EXTRACTED MATERIAL
PR #279, opened 2025-02-08
React map gl refactor

nofurtherinformation:
Refactor to react map gl.

## Description
- Why: Better component API for managing complex layer mounting unmounting
- Refactors to react map gl
- Updates some data handling for the geometry worker and handles more tile stuff on the worker thread
- Tries to maintain mapRef API where possible, most everything is compatible 
- Cleans up subscriptions - we may be able to consolidate more

## Reviewers
- Primary: @raphaellaude 
- Secondary: @mapmeld


app/src/app/components/Toolbar/Settings.tsx
```diff
@@ -65,7 +65,7 @@ export const ToolSettings: React.FC = () => {
         value={[
           mapOptions.higlightUnassigned === true ? 'higlightUnassigned' : '',
           mapOptions.showPopulationTooltip === true ? 'showPopulationTooltip' : '',
-
+          mapOptions.showBlockPopulationNumbers === true ? 'showBlockPopulationNumbers' : '',
```
raphaellaude, line 68: nit

```suggestion
          mapOptions.showBlockPopulationNumbers ? 'showBlockPopulationNumbers' : '',
```

raphaellaude (commented):
Changes look good but I'm noticing some issues in the test app:

- "Show total population labels on blocks" doesn't work (was this ever implemented?)
- District numbers don't show
- Show/hide county names seems to remove only one set of county labels

image

Otherwise everything pretty much works as expected and the syntax is def an improvement

nofurtherinformation:
> Changes look good but I'm noticing some issues in the test app:
> 
> * "Show total population labels on blocks" doesn't work (was this ever implemented?)
> * District numbers don't show
> * Show/hide county names seems to remove only one set of county labels

Thank you @raphaellaude! 

The population labels on blocks and district numbers was related to an issue with Sentry annotating additional properties onto components, which did not play nicely with some of the component API. The new major release of `@sentry/nextjs` exposes an option to exclude components from this annotation.

County labels had some state + properties combos flipped (oops), but is now resolved in. addition to some general clean up of the map options and rendering.

Please re-review at your convenience! 

Screenshot 2025-02-13 at 2 29 24 PM
Screenshot 2025-02-13 at 2 29 54 PM

raphaellaude (changes requested):
looks good – there's still one county label layer visible, though, but then should be good to go!

image

nofurtherinformation:
This matches the current styling on main — I think that option had been “emphasize county labels” or “show prominent county labels” previously.

Wdyt about merging this as is but making a ticket to clarify how we want county labels to display?

raphaellaude (approved):

PR #288, opened 2025-02-27
Organize management commands

raphaellaude:
## Description

- Update management commands to include batch load data command
- Refactor load data script
- Pull GPKGs from S3 if they're not available
- Support data load config to support batch data updates
- Update tileset commands to support batch loading, too
- Create configs for new VAP data
    - Districtr maps
    - Tilesets

## Reviewers

- Secondary: @mariogiampieri

## Checklist


backend/management/load_data.py
```diff
@@ -0,0 +1,244 @@
...
+        session = next(get_session())
+        u = _create_districtr_map(
+            session=session,
+            name=view.name,
+            gerrydb_table_name=view.gerrydb_table_name,
+            parent_layer=view.parent_layer,
+            child_layer=view.child_layer,
+            tiles_s3_path=view.tiles_s3_path,
+            num_districts=view.num_districts,
+        )
```
nofurtherinformation, line 223: H: Add extent and available summary stats

nofurtherinformation (changes requested):
One small suggestion and just needs extent+summary stats and then good to go!

backend/management/load_data.py
raphaellaude: added!

raphaellaude:
There are two issues I'm seeing which are unrelated to this PR:

- Neither P1 nor P4 match the new gpkg's so there are no summary stats
- Weirdly, the population bars are not rendering, even though the total pop endpoint is returning data just fine. Have yet to investigate this...

image

nofurtherinformation (approved):
lgtm

PR #293, opened 2025-03-07
Smarter district number label placement

nofurtherinformation:
Small improvements to label placement for zone labels

## Description
- Makes the placement of labels _more_ random, which makes it seem like there is less of a "preference" in where labels
- Turns off zone labels when in block view and population numbers are turned on
- Adds a minimum buffer (50 pixels) when choosing location for a district label

## Reviewers
- Primary: @mariogiampieri 
- Secondary: @raphaellaude


app/src/app/components/Map/MetaLayers.tsx
```diff
@@ -91,11 +93,13 @@ const ZoneNumbersLayer = () => {
     }
   };
 
-  useEffect(handleUpdate, [showZoneNumbers, zoneAssignments]);
+  useLayoutEffect(handleUpdate, [showZoneNumbers, zoneAssignments]);
```
raphaellaude, line 96: nice

app/src/app/components/Map/MetaLayers.tsx
```diff
@@ -91,11 +93,13 @@ const ZoneNumbersLayer = () => {
...
 
   useEffect(() => {
     const map = getMapRef();
     if (map) {
+      map.loadImage('/lock.png')
+        .then(image => map.addImage('lock', image.data));
```
raphaellaude, line 102: PP: Might make sense to show an actual message at some point since a lock is a bit ambiguous.

app/src/app/utils/GeometryWorker/geometryWorker.ts
```diff
@@ -247,20 +236,27 @@ const GeometryWorker: GeometryWorkerClass = {
...
+      const minimumDistance = minBuffer ?? CENTROID_BUFFER_KM
+      // convert 30pixels
       Object.entries(this.previousCentroids).forEach(([zone, centroid]) => {
         if (!centroid.properties?.id || !centroid.properties.zone) return;
         const props = centroid.properties;
-        const currZone = this.activeGeometries[props.id].properties.zone;
-        if (currZone === null || (currZone !== props.zone && activeZones.includes(currZone)))
-          return;
+        const currZone = this.activeGeometries[props.id]?.properties?.zone;
+        if (!currZone || currZone !== props.zone && activeZones.includes(currZone)) return;
```
raphaellaude, line 245: PP: for complex logical statements like these, adding a comment or grouping terms into variables would be a bit clearer. Also my understanding of the code here is a bit iffy so pls rename this variable if you implement this idea!

```suggestion
        const currZoneIsPainted = currZone !== props.zone && activeZones.includes(currZone)
        if (!currZone || currZoneIsPainted) return;
```

app/src/app/utils/GeometryWorker/geometryWorker.types.ts
```diff
@@ -70,9 +70,10 @@ export type GeometryWorkerClass = {
    * @returns The centroids and dissolved outlines of the parsed features within the view.
    */
   getCentroidsFromView: (props: {
-    bounds: [number, number, number, number];
-    activeZones: number[];
-    fast?: boolean;
+    bounds: [number, number, number, number],
+    activeZones: number[],
+    fast?: boolean,
```
raphaellaude, line 75: PP: Prefer to avoid boolean flags (though of course I do them too!). Would prefer descriptive strategy pattern e.g.

```suggestion
    labelPlacementMethod?: LabelPlacementMethod,
```

where `LabelPlacementMethod` is an enum e.g.

```ts
enum LabelPlacementMethod {
    NonCollidingCentroids = (...props) => void, // whatever this should be
    CenterOfMass = (...props) => void, // whatever this should be
    // etc.
}
```

Sidebar: I've been thinking we should start to implement some feature flags so we can test these different ideas in prod w/o blocking PRs while allowing the features to bake for a bit.

raphaellaude (commented):
Happy to approve but wanted to discuss a few ideas first.

app/src/app/utils/GeometryWorker/geometryWorker.types.ts
raphaellaude: here's an issue for the feature flag idea #308

nofurtherinformation: Agreed on feature flags and avoiding boolean flags!

In this case passing a function directly to the `GeometryWorker` won't quite work since it gets serialized, but using specified strings and internal methods to the worker (eg. `getCentroidsFromView(bounds: number[], strategy: 'centerOfMass' | 'nonCollidingCentroids') should have the same effect!

app/src/app/components/Map/MetaLayers.tsx
nofurtherinformation: ty!

app/src/app/components/Map/MetaLayers.tsx
nofurtherinformation: Agreed, let's chat about this tomorrow with the group!

app/src/app/utils/GeometryWorker/geometryWorker.ts
nofurtherinformation: Agreed, good call

raphaellaude (approved):
looks good

PR #297, opened 2025-03-10
New gerrydb data schema

nofurtherinformation:
Incorporates new data from GerryDB, which is the new schema.

## Description
- Refactors P1 and P4 schemas to `TOTPOP` and `VAP` to be more semantic
- Cleans up some issues that came up in running the data pipeline
- Starts to incorporate election data, but currently the ambition is not to do all of it

## Reviewers
- Primary: @raphaellaude 
- Secondary: @bailliekova 

## Checklist
- [x] Update BE models
- [x] Update FE types
- [x] Test load data cli command on raw db state
- [x] Update tests
- [ ] Update docs


nofurtherinformation:
After some fussing around with Alembic downgrades from a populated database state to base, I gave up and just force dropped the districtr database and created a new one. There are a couple tweaks here but from a totally empty database `alembic upgrade head && python cli.py batch-create-districtr-maps ...` will one-shot build the database

nofurtherinformation:
Also, Texas breaks the memory limit. I upped `297-api` to 2 vcpus / 4gb ram on Fly

raphaellaude (dismissed):
lgtm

WORK TO COMPLETE
Please copy only these lines, exactly: the first line of the records through the line containing "- Refactors to react map gl", ends included.

YOUR RESPONSE
PR #279, opened 2025-02-08
React map gl refactor

nofurtherinformation:
Refactor to react map gl.

## Description
- Why: Better component API for managing complex layer mounting unmounting
- Refactors to react map gl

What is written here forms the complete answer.